翌日の放課後、ここは平民階の住宅街にある一軒家の一室だ。シガルの実家であり割と大きな家である。
シガルは平民と言っても大きな商家の子息だ。運が良ければシガルの子どもが貴族になるかもしれないな。
ネグルさんの隠れ家が必要だと判断したオレはシガルには事情を簡単に説明した。もちろん偽装リボンに関わることは全て伏せた。あんな恐ろしい事を広めてはいけない気がする。ネグルさんを匿うためにシガルの実家のこの部屋、客間を少しの間借りることが出来た。
「簡単にまとめるとだな――」
この部屋には3人いる。オレとネグルさんとカナミだ。誰かに聞かれてはやはりまずいと思い、誰も聞き耳を立てられないこの部屋で話すことにしたのだ。
「う~ん」
理解するのには時間がかかるのは当然だろうな。オレはカナミに一通りの説明をした。
「つまりネグルさんを悪の組織から守ればいいんだね」
「端的に言えばな」
「もっと簡単に敵をやっつけちゃえばいいんじゃないかな」
「相手の場所も規模もわからないで2人で突っ込めるかよ。一介の魔法学校生に何を期待するんだ」
あくまでオレ達は学年の中では成績が良い学生だ。魔法騎士団の中でトップクラスの実力者なら単騎で組織を相手にしても勝算はある。だがオレ達はどこまでいっても平凡な実力でしかも外では魔法が使えないのだ。組織を潰す勝算はない。
「取り敢えずまずは風紀部に連絡してみない?」
確かに風紀部に助けを求めるべきだ。だが憲兵団のどこまでが侵食されているかわからないのが恐い。
ネグルさんの言葉では少なくともリング全体が侵食していると言うことだ。だが風紀部の動きを封じている以上、それ以上だと考えていい。ならばどこまで侵食されているんだ。
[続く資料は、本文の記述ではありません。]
PR #41, opened 2017-05-20
state.emit/broadcast eventName can be number, type

stelcheck:
This is to allow better type analysis by the parser;
it also allows for developers to explicitly type the call,
as follow:

```typescript
state.broadcast<string>('hello', 'world')
```

Also, allowing for the eventName to be a number allows
for the following code pattern:

```typescript
// lib/modules/test/index.ts
import * as mage from 'mage'

export const enum events {
  Success = 5000,
  Failure,
  Dunno
}

export function emitSuccessValue(actorId: string, state: mage.core.IState) {
  state.emit(actorId, events.Success, 1)
}
```

### DIFF
--- a/types.d.ts
+++ b/types.d.ts
@@ -1431,22 +1431,22 @@ declare namespace mage {
              * is not currently connected.
              *
              * @param {(string | string[])} actorId
-             * @param {string} eventName
+             * @param {string | number} eventName
              * @param {*} data
              *
              * @memberOf State
              */
-            emit(actorId: string | string[], eventName: string, data: any): void;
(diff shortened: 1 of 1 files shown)


stelcheck:
Note: type variables are optional as long as the type of the variable can be inferred; the following would still be valid

```typescript
state.broadcast('hello', 'world')
```

ronkorving:
The Web SDK explicitly expects event names to be strings. The event manager will emit 3 events for an event named `"foo.bar.helloworld"`: 

1. `"foo.bar.helloworld"`
2. `"foo.bar"`
3. `"foo"`

So allowing numbers would change things quite a bit.

The change to use a template type for `data` is LGTM 👍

憲兵団と言う組織全体が侵食されている可能性はないと断じることは出来る。そうでなければ相手の自称する革命は達成されてるに等しいからだ。何もリボンに拘る必要がないのだ。
「風紀部の信じられる人って誰だと思う?」
だが助けは必須だろう。ネグルさんを守るとは言っても解決はしないのではないか?
新型リボンに入れ替わっても時が経てばより新しい型をリングが作るから偽装リボンの根本的解決にはならない。あくまで時間を稼げるだけだ。その間に憲兵団がその裏組織を見つけるはおろか動くかすら怪しい。勝利条件はなんだ……。
「ゲッヒ先生は信じられるよ、きっと」
「根拠はなんだ」
「憲兵の人とつながってたらわたし達に捜査なんてさせないと思う」
「無理だとわかってる捜査を敢えてさせて学校内の不満を消化させてると言う可能性は?」
形だけ取ればいいものなんてたくさんあるものなのだ。
「そんな風に考えたらキリない」
無理だと思ってもどこかでボロが出た情報を得られてしまうかもしれないから捜査させるのはあまり効率的な手段じゃないか。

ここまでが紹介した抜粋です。